Others, however, believe that activist hedge funds have interests that differ materially from those of other shareholders. Presidential contender Hillary Clinton has criticized them as “hit-and-run activists whose goal is to force an immediate payout,” and this theme of an excessively short-term orientation has its own history of academic support. From this perspective, the rise of activist funds to power implies that creditors, employees and other corporate constituencies will be compelled to make wealth transfers to shareholders.

This article explores this debate in which one side views hedge funds as the natural leaders of shareholders and the other side as “short-term” predators, intent on a quick raid to boost the stock price and then exit before the long-term costs are felt. We are not comfortable with either polar characterization and thus begin with a different question: Why now? What has caused activism to peak over the last decade at a time when the level of institutional ownership has slightly subsided? Here, we answer with a two-part explanation for increased activism: First, the costs of activism have declined, in part because of changes in SEC rules, in part because of changes in corporate governance norms (for example, the sharp decline in staggered boards), and in part because of the new power of proxy advisors (which is in turn a product both of legal rules and the fact that some institutional investors have effectively outsourced their proxy voting decisions to these advisors). Second, activist hedge funds have recently developed a new tactic—“the wolf pack”—that effectively enables them to escape old corporate defenses (most notably the poison pill) and to reap high profits at seemingly low risk. Unsurprisingly, the number of such funds, and the assets under their management, has correspondingly skyrocketed. If the costs go down and the profits go up, it is predictable that activism will surge (and it has). But that does not answer the broader question (to which we then turn) of whether externalities are associated with this new activism.

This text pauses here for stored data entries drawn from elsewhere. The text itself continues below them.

PR #1273, opened 2025-01-15
Check if repository metadata already exists (is cached)

felixsch:
Instead of re-downloading repomd metadata, check if the files are already exists in the "cache" (repository_path).

**How to review:**

```
$ git checkout master
$ bundle exec bin/rmt-cli repos enable 6301
$ bundle exec bin/rmt-cli mirror repository 6301
$ bundle exec bin/rmt-cli mirror repository 6301
# expect: See that the metadata is re-downloaded (↓ instead of →)

$ git checkout fix-non-cached-metadata
$ bundle exec bin/rmt-cli mirror repository 6301
# expect: See that the metadata is NOT re-downloaded (→ instead of ↓)
```

**Note:** Why is there no test for this? The logic of when to download what is in `downloader.rb` rather then `repomd.rb`. If you insist I add a test checking if `cache_dir:` is set? Needed?

**Thank you for reviewing!**

cheers,

### DIFF
--- a/lib/rmt/mirror/repomd.rb
+++ b/lib/rmt/mirror/repomd.rb
@@ -28,7 +28,7 @@ class RMT::Mirror::Repomd < RMT::Mirror::Base
 
     metadata_files = RepomdParser::RepomdXmlParser.new.parse_file(repomd_xml.local_path)
       .map do |reference|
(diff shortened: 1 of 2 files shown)


mssola (approved):
Works as advertised 👍🏻

mssola:
> If you insist I add a test checking if cache_dir: is set? Needed

Not needed from my side.

PR #1276, opened 2025-01-21
Update cache scrubber

jesusbv:
## Description

Add the new cache directories and their expiration times to the cache scrubber 

This is a step in the list of steps to reduce queries to SCC

* Related Issue / Ticket / Trello card: <link reference>

## How to test 

with this changes in place, restarting RMT should show the new cache directories in /var/lib/rmt/rmt-cache-trim.sh

## Change Type

*Please select the correct option.*

- [ ] **Bug Fix** (a non-breaking change which fixes an issue)
- [X] **New Feature** (a non-breaking change which adds new functionality)
- [ ] **Documentation Update** (a change which only updates documentation)

## Checklist

*Please check off each item if the requirement is met.*

- [X] I have reviewed my own code and believe that it's ready for an external review.
- [ ] I have provided comments for any hard-to-understand code.
- [ ] I have documented the `MANUAL.md` file with any changes to the user experience.
- [X] If my changes are non-trivial, I have added a changelog entry to notify users at `package/obs/rmt-server.changes`.

## Review

Please check out our [review guidelines](https://github.com/SUSE/scc-docs/blob/master/team/workflow/code_review.md) 
and get in touch with the author to get a shared understanding of the change.

PR #1278, opened 2025-01-24
Add cache check when activating a product with SCC

jesusbv:
## Description

When a BYOS or HYBRID system activates a product with SCC we check first if the registration code use for that activation is in the cache for that product

If there is a match in the cache and the registration code is active we do not reach to SCC, update the cache and update the system pubcloud_reg_code if reg code is new or different

If there is no match in the cache we call SCC, update the cache and update the system pubcloud_reg_code if it's new or different

If the registration code is inactive, we do not follow with the activation

## Change Type

## Checklist

## Review


jesusbv:
This PR needs the changes of #1275  and #1276 merged and rebased, in the meantime, will work on the tests for this PR

engines/instance_verification/lib/instance_verification/engine.rb
```diff
@@ -17,9 +18,40 @@ def self.update_cache(remote_ip, system_login, product_id, registry: false)
     )
   end
 
+  def self.update_cache_not_payg(cache_key, mode)
```
rjschwei, line 21: Why do we have to differentiate between payg and other flavors for the cache update? Appears to me to be a fully generic mechanism, we write a given key to a given location.

engines/instance_verification/lib/instance_verification/engine.rb
```diff
@@ -17,9 +18,40 @@ def self.update_cache(remote_ip, system_login, product_id, registry: false)
...
+      Rails.application.config.repo_hybrid_cache_dir
+    else
+      # payg
+      Rails.application.config.repo_payg_cache_dir
+    end
+  end
+
+  def self.get_cache_entries(mode)
+    cache_path = InstanceVerification.get_cache_path(mode)
+    FileUtils.mkdir_p(cache_dir)
```
rjschwei, line 45: We should not create a directory as a side effect of trying to get the entries in that directory.

engines/instance_verification/lib/instance_verification/engine.rb
```diff
@@ -17,9 +18,40 @@ def self.update_cache(remote_ip, system_login, product_id, registry: false)
...
+    Dir.children(cache_path)
+  end
+
+  def self.reg_code_in_cache?(reg_code, product_hash, mode)
```
rjschwei, line 49: Generic method name but specific implementation to BYOS.

rjschwei (changes requested):

engines/instance_verification/lib/instance_verification/engine.rb
jesusbv: `BYOS` and `HYBRID`, I understand based on the comments we want to include `PAYG`

rjschwei (approved):

PR #1280, opened 2025-01-31
filter by the whole key

jesusbv:
## Description

When creating or updating a system during regsharing, use the full unique combination

This Fixes bsc#1236600

* Related Issue / Ticket / Trello card: https://bugzilla.suse.com/show_bug.cgi?id=1236600

## Change Type

## Checklist

## Review


digitaltom (commented):
Looks good in general. But this needs testing, because I could imagine that when the system token rotates on the source RMT, the system would not get found on the target RMT anymore because it has a different system token. How do we handle that case?

rjschwei (approved):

Others have criticized hedge fund activism, but their predominant criticism has been that such activism amounts in substance to a “pump and dump” scheme under which hedge funds create a short-term spike in the target stock’s price, then exit, leaving the other shareholders to experience diminished profitability over the long-run. This claim of market manipulation is not our claim (nor do we endorse it). Rather, we are concerned that hedge fund activism is associated with a pattern involving three key changes at the target firm: (1) increased leverage; (2) increased shareholder payout (through either dividends or stock buybacks), and (3) reduced long-term investment in research and development (“R&D”). The leading proponent of hedge fund activism, Harvard Law Professor Lucian Bebchuk, has given this pattern a name: “investment-limiting” interventions. He agrees that this pattern is prevalent but criticizes us for our failure to recognize that “investment-limiting” interventions by hedge funds “move targets toward…optimal investment levels” because “managements have a tendency to invest excessively.” We think this assumption that managements typically engage in inefficient empire-building is today out of date and ignores the impact of major changes in executive compensation. The accuracy of this assertion that managements are systematically biased towards inefficient expansion and investment becomes the critical question, as the scale and magnitude of “investment-limiting” interventions by activists have begun to call into question the ability of the American public corporation to engage in long-term investments or R&D. Is the new activism a needed reform to curb managerial self-interest or a hasty overreaction? Or somewhere in between?